Termina el verano de los viajes cortos, de las selectas y reducidas compañías, de las cañas justas, de las barbacoas responsables. Vacaciones agradecidas en las que descubrir particulares lugares que nos habían sido vetados y que ahora, gracias a la pandemia, hemos podido apreciar. Una calibrada mesura nos ha conducido durante un mes de agosto distinto. O de julio. O de ambos.

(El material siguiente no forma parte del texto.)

PR #753, opened 2022-11-17
8296973: saving errno on a value-returning function crashes the JVM

JornVernee:
There are 2 bugs:

- Frame allocation code is not in the right order. There's an optimization where the area used for spilling return values around slow path calls is shared with the shadow space and stack args area. This is possible since the latter are only used before the native call, and the former only after. But, the order of the code that allocates this space is incorrect, which means that the spill area for return values is shared with _all_ the data in the frame. This also recently includes the address of the captured state segment (for `errno`). In case there are no stack arguments and no shadow space (as on linux in most cases), this means in practice that a spill of the return value will overwrite the capture state address. (previously we've also had the return buffer address, but use of a return buffer and spilling of return values are mutually exclusive, so it was never a problem).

Se estaba a gusto. Había menos gente. Los cubatas, buenísimos. Todo barato. Muy amables. Un sitio precioso. Hemos tenido suerte. Unos días, pero, ¡qué días! Tranquilidad, que era lo que buscábamos, después de todo aquel maldito estrés. No lo conocía y estábamos al lado. Siempre con la mascarilla. No, sólo salíamos durante el día. A nosotros, que no nos va el ocio nocturno, nos encantó el contacto con la naturaleza. Hemos aprendido multitud de cosas. Lo mejor, tener por fin unas vacaciones para ti.
El verano de la cultura, del sosiego, del buen hacer. El verano del trabajo interior, del necesario exilio para los escarceos amorosos. El verano de la pulcritud, del cálculo, del temor y la prudencia de Damocles. El verano que estaba esperando y que, por culpa de la vieja normalidad, nunca pude disfrutar.